Galane has refurbished the existing 15,000 t per month crush, mill and float plant. It has upgraded the crushing circuit, float plant and filtration plant to 30,000 t/mth. Galane also increased the resource in 2020 by 60% through a review of historic drilling and grade control records of Princeton. Galaxy was remodelled using existing data.

Mining wise the latest technical report from this year says there will be development of a spiral ramp extending from above 16 Level to below 28 Level, adjacent to the Galaxy orebody is required. Access crosscuts are developed from the spiral ramp on each level to intersect the centre of the Galaxy Orebody. Inclined fans are developed from the access crosscut on top of each other to access the successive cuts. On each level, a ventilation crosscut is developed on the curve of the spiral ramp that serves as the starting point for the development of level to level ventilation raises. On 22 Level, Galaxy deposit access development connects to the existing 22 Level, providing a means for ore transportation from underground to the 22 Level adit on surface.

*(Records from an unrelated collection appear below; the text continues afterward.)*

PR #1449, opened 2019-04-08
adding MSDL service status + contact info

herenhuang:
The goal here is to have a "status box" on this page to display to customers whether the public symbols server is up or not + an official avenue to report issues, which we currently don't have. The status will be edited as part of any livesite work if issues come in so will require a manual edit from our on-call folks. Historically this has only happened once every two months or so. The next step is to see if we can do any automated azure monitor piping so the status can be automatically updated. I just realized I didn't edit this with a corporate GitHub account so please let me know if I need to do so (hehua).


DOMARS:
@barrygolden - This PR is ready to go when you have a moment.

PR #1450, opened 2019-04-08
removing a duplicate entry

herenhuang:
removing the symstore link cause it showed up twice


DOMARS:
@barrygolden - This PR is ready as well.

PR #1459, opened 2019-04-12
Fix Highlightighting typo

thecodetinker:
I assume it was a typo?!


EliotSeattle:
Oops, acted on the Issue before I saaw the PR. Thanks, @thecodetinker.

PR #1475, opened 2019-04-18
Update download-the-wdk.md

Cymoki:
correcting the download link for WDK.


EliotSeattle:
Content validation failed, so I am making the change through another PR.

PR #1506, opened 2019-04-30
Update register-for-the-hardware-program.md

SillyKeith:
Adding a Support callout to this section as they will not have access to Dev Center to be redirected.


EliotSeattle:
POST BUILD. Approved for publish.

PR #1508, opened 2019-04-30
Permit non-DX APIs to sever WDK dependencies.

BKlamik-MSFT:
@jjulianoatnv: Is this sufficient?


EliotSeattle:
Content is frozen until Build on 5/6. Will release the changes then. Thanks!

PR #1539, opened 2019-05-08
Update inf2cat.md to include the new and missing OS Codes

rachand-hdc:
New OS Codes are updated. Some missing OS codes are added.


EliotSeattle:
Thanks, @rachand-hdc!!

PR #1597, opened 2019-06-04
Removing device default behavior.

omarcardona:
Removing 0 enumeration which is vague and including guidance on transport selection and multi-transport behavior.


duncanmacmichael:
Looks good @omarcardona, thanks for the updates. I'll go ahead and merge this for you, and it should be live shortly.

PR #1635, opened 2019-06-24
Updating WinDbg What's New for 1905 release

aluhrs13:


aluhrs13:
@EliotSeattle can you help me out with this since Don is OOF?

PR #1641, opened 2019-06-26
Add proper documentation on "-pc"

TimMisiak:
The actual functionality of -pc is "pending create" which creates an implicit command line option that can be used via the -cimp option on the client side.


DOMARS:
@EliotSeattle - This PR is ready to go to master/live on Monday.

PR #2786, opened 2021-05-12
Fix Built-in_drivers_for_USB_devices link

charlescao460:
Currently `Drivers for the Supported USB Device Classes` point to https://docs.microsoft.com/en-us/windows-hardware/drivers/ddi/
but I believe it means https://docs.microsoft.com/en-us/windows-hardware/drivers/usbcon/supported-usb-classes#microsoft-provided-usb-device-class-drivers


tedhudek:
Thanks @charlescao460 for the sharp eye and the PR

PR #2793, opened 2021-05-16
Point link to up-to-date version of document

reflectronic:


DOMARS (approved):
Yes, this looks like the more up to date version of the Portable PDB spec. Thanks for sending this as a PR!

DOMARS:
@reflectronic - Thanks for seeing that we were linking to an older version of the portable PDB spec. I wonder if keeping the older version of the spec, serves any purpose at this point? You might consider reaching out to the .Net folks and see what there thoughts would be on removing the older copy of the spec. Thanks again for filing this PR and good luck with your .net coding.

reflectronic:
Thanks for taking a look!

The old corefx repository is mostly archived — it's used only for building & servicing older versions of .NET — so I do not think they would want to break old links and fiddle with unneeded changes to the repository.

DOMARS:
@reflectronic - That makes sense. I don't spend too much time in the .NET community, but perhaps you could consider doing a PR to the  to readme in that repo, to add text to that describes this. *"This repo is used for maintaining older versions of.NET. For the latest version see [link to latest]."*

PR #2796, opened 2021-05-19
Document fsctl-set-purge-failure-mode

rodwiddowson:
This is pretty rough and ready and includes some editorialization by me which will need to be stripped.

I think, however that it is factually accurate and should give you something to take to the developers.  It is (I hope) easier to critique something that exists rather extract the information and write it down - and this information was fresh in my head.

My apologies for the markup (also the quality of the prose - this is why I'm a dev, not a documentation person).  Also apologies for typos.


lorihollasch:
@rodwiddowson , haven't forgotten about this! The FS team is hoping to review your fine work by next week - thanks for doing the heavy lifting with the PR!

lorihollasch (approved):

PR #2827, opened 2021-06-24
Add reg key to bad memory documentation

aadriance:
This documentation is about a year out of date as Windows now stores bad pages in the registry by default.  This change adds updated details to reflect this change.


tedhudek:
Moved to internal

Issue #2832, opened 2021-06-24
Windows.Devices.Printers hyperlink links to the incorrect winrt-version


zhit-microsoft:
Currently, the link https://docs.microsoft.com/en-us/uwp/api/windows.devices.printers will redirect to
https://docs.microsoft.com/en-us/uwp/api/windows.devices.printers?view=winrt-20348, which does not show the new API interfaces.

We should change the link to the following, so that the user can see the new interfaces without additional intervention.
https://docs.microsoft.com/en-us/uwp/api/windows.devices.printers?view=winrt-insider

---
#### Document Details

⚠ *Do not edit this section. It is required for docs.microsoft.com ➟ GitHub issue linking.*

* ID: d38003a1-8fba-7709-b130-57493ec9475b
* Version Independent ID: 67f50a05-3916-244c-9eb4-3a259e79bc6d
* Content: [Print support app design guide - Windows drivers](https://docs.microsoft.com/en-us/windows-hardware/drivers/devapps/print-support-app-design-guide?branch=master)
* Content Source: [windows-driver-docs-pr/devapps/print-support-app-design-guide.md](https://github.com/MicrosoftDocs/windows-driver-docs/blob/staging/windows-driver-docs-pr/devapps/print-support-app-design-guide.md)
* Product: **windows-hardware**
* Technology: **devapps**
* GitHub Login: @barrygolden
* Microsoft Alias: **bagold**

zhit-microsoft:
The same is true for the https://docs.microsoft.com/en-us/uwp/api/windows.graphics.printing.workflow hperlink.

The development design for Princeton is significantly different to the Galaxy design due to the thin, sheet like nature of the Princeton orebody lenses. A large amount of off-reef development is required to open up sufficient ground for the planned production rate of 15,000 t/mth. The most significant difference between the Galaxy and Princeton design, is the inclusion of off-reef drives (HLG) in the Princeton design. A spiral is developed adjacent to the Princeton orebody lenses. Access crosscuts connect the off-reef drives to the spiral on each level. The off-reef drives are developed along the strike of the orebody in both directions, making it possible to develop several fans on a level, as opposed to a single fan per level as per the Galaxy design. Ventilation crosscuts are developed from the off-reef drives on each level at set intervals. Ventilation raises are developed from the ventilation crosscuts between a lower and an upper level. Pass bays are developed on the loops of the spiral ramp to accommodate machinery moving past each other. The crosscuts are broken away from the off-reef drives, to access the orebody. Fans are developed sequentially from the crosscut, starting with the bottom fan and progressing upwards as each cut-and-fill slice is mined.